Simultaneously measuring the methylation of parent and daughter strands of replicated DNA at the single-molecule level by Hammer-seq.

The stable maintenance of DNA methylation patterns during mitotic cell division is crucial for cell identity. Precisely determining the maintenance kinetics and dissecting the exact contributions of relevant regulators requires a method to accurately measure parent and daughter strand DNA methylation at the same time, ideally at the single-molecule level. Recently, we developed a method referred to as Hammer-seq (hairpin-assisted mapping of methylation of replicated DNA) that fulfils the above criteria. This method integrates 5-ethynyl-2'-deoxyuridine (EdU) labeling of replicating DNA, biotin conjugation and streptavidin-based affinity purification, and whole-genome hairpin bisulfite sequencing technologies.

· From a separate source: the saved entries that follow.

PR #459, opened 2022-03-22
Upgrade data download UI

bprusinowski:
This PR adds new data download UI (popover).

### DIFF
--- a/app/components/data-download.tsx
+++ b/app/components/data-download.tsx
@@ -1,5 +1,11 @@
 import { Trans } from "@lingui/macro";
-import { Button, Link, MenuItem, Typography } from "@mui/material";
+import {
+  Button,
+  CircularProgress,
+  Link,
+  MenuItem,
+  Typography,
+} from "@mui/material";
 import { saveAs } from "file-saver";
 import { keyBy } from "lodash";
 import {
@@ -8,12 +14,12 @@ import {
   usePopupState,
 } from "material-ui-popup-state/hooks";
 import HoverMenu from "material-ui-popup-state/HoverMenu";
-import React, { memo, ReactNode, useCallback, useMemo } from "react";
+import React, { memo, ReactNode, useCallback, useMemo, useState } from "react";
 import { useQueryFilters } from "../charts/shared/chart-helpers";
 import { ChartConfig } from "../configurator";
 import { Observation } from "../domain/data";
 import { useDataCubeObservationsQuery } from "../graphql/query-hooks";
-import { Icon, IconName } from "../icons";
+import { Icon } from "../icons";
 import { useLocale } from "../locales/use-locale";
 
 const EXTENTS = ["visible", "all"] as const;
@@ -99,7 +105,10 @@ export const DataDownloadMenu = memo(
 
     return (
       <>
-        <DownloadButton iconName="download" {...bindHover(popupState)}>
+        <DownloadButton
+          icon={<Icon name="download" size={16} />}
+          {...bindHover(popupState)}
+        >
           <Trans id="button.download">Download</Trans>
         </DownloadButton>
         <HoverMenu
@@ -122,7 +131,7 @@ export const DataDownloadMenu = memo(
               title={title}
               extent={d.extent}
               fileFormat={d.fileFormat}
-              closeMenu={popupState.close}
+              onDownloaded={popupState.close}
               {...(d.extent === "all" ? allPrepared : visiblePrepared)}
             />
           ))}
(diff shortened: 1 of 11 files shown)


app/components/data-download.tsx
```diff
@@ -98,43 +62,162 @@ const DataDownloadInner = memo(
...
+        data,
+        fileFormat,
+      }),
+    }).then((res) =>
+      res.blob().then((blob) => saveAs(blob, `${title}.${fileFormat}`))
+    );
+  }, [columnKeys, data, fileFormat, title]);
+
+  return (
+    <DownloadMenuItemInner onClick={() => download().then(() => closeMenu())}>
```
ptbrowne, line 167: Nit: I think it would be cleaner if the closeMenu function was kept inside the menu and if the DownloadMenuItemInner did not have the closeMenu props. I think it would be a bit better to have a `onDownloadedProp` on the MenuItem. This way menu things are kept at menu level and responsibilities are not spread out.

app/components/data-download.tsx
```diff
@@ -98,43 +62,162 @@ const DataDownloadInner = memo(
...
+      {extent === "visible" ? (
+        <>
+          <Trans id="button.download.data.visible">Overlooking dataset</Trans> (
+          {fileFormat.toUpperCase()})
+        </>
+      ) : (
+        <>
+          <Trans id="button.download.data.all">Full dataset</Trans> (
+          {fileFormat.toUpperCase()})
+        </>
```
ptbrowne, line 177: While download is happening, it seems the user has no visual feedback ? Maybe a spinner could be added while download() runs ?

app/components/data-download.tsx
```diff
@@ -98,43 +62,162 @@ const DataDownloadInner = memo(
...
+  children,
+  onClick,
+}: {
+  children: ReactNode;
+  onClick: () => void;
 }) => {
+  return (
+    <MenuItem onClick={onClick} sx={{ ...PADDING_PROPS }}>
+      <DownloadButton iconName="table">{children}</DownloadButton>
+    </MenuItem>
```
ptbrowne, line 193: Nit: Am not sure this component is very useful here since it is used only one time.

app/components/data-download.tsx
```diff
@@ -98,43 +62,162 @@ const DataDownloadInner = memo(
...
+}) => {
+  return (
+    <Button
+      component="a"
+      variant="text"
+      color="primary"
+      size="small"
+      startIcon={<Icon name={iconName} size={16} />}
+      {...props}
+      sx={{ fontWeight: "regular", ":hover": { color: "primary.main" } }}
```
ptbrowne, line 213: Why do we need to pass sx with hover here, is the style really that different from "variant=text" or should we align variant='text" theme ? Better to add a typography variant here if necessary here ? We shuld not have in general to pass sx for customisations (exception would be for padding/margin override).

app/components/data-download.tsx
```diff
@@ -98,43 +62,162 @@ const DataDownloadInner = memo(
...
+          <Trans id="button.download">Download</Trans>
+        </DownloadButton>
+        <HoverMenu
+          {...bindMenu(popupState)}
+          anchorOrigin={{ vertical: "top", horizontal: "center" }}
+          transformOrigin={{ vertical: "bottom", horizontal: "center" }}
+        >
+          <Typography
+            sx={{
+              ...PADDING_PROPS,
```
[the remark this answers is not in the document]
bprusinowski: This is just a placeholder text (menu title), so I am not sure it should have MenuItem appearance (mostly onHover styling I think) - it looks like it can be selected then. I needed the same padding for both download options & the title, so that's why there is this prop. Do you see a better approach here?

app/components/data-download.tsx
bprusinowski: Yes, this is on my TODO list 😅

app/components/data-download.tsx
bprusinowski: This is due to the fact that MenuItem has its own onHover styling; if I left the default styling for this button, then there would be two onHover styles, one in general for MenuItem, and second one if you hover over the text (color would change).  I think I can also replace this button with just typography + icon, I used it because it's the same as the button to open the menu, but it also will be possible to have the same styling with other elements.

Hammer-seq offers the unique advantage of simultaneously measuring the methylation status of parent and daughter strands within a single DNA molecule, which makes it possible to determine maintenance kinetics across various genomic regions without averaging effects from bulk measurements and to assess de novo methylation events that accompany methylation maintenance. Importantly, when combined with mutant cell lines in which mechanisms of interest are disrupted, Hammer-seq can be applied to determine the functional contributions of potential regulators to methylation maintenance, with accurate kinetics information that cannot be acquired with other currently available methods. Hammer-seq library preparation requires ~100 ug EdU-labeled genomic DNA as input (~15 million mammalian cells). The whole protocol, from pulse labeling to library construction, can be completed within 2-3 d, depending on the chasing time.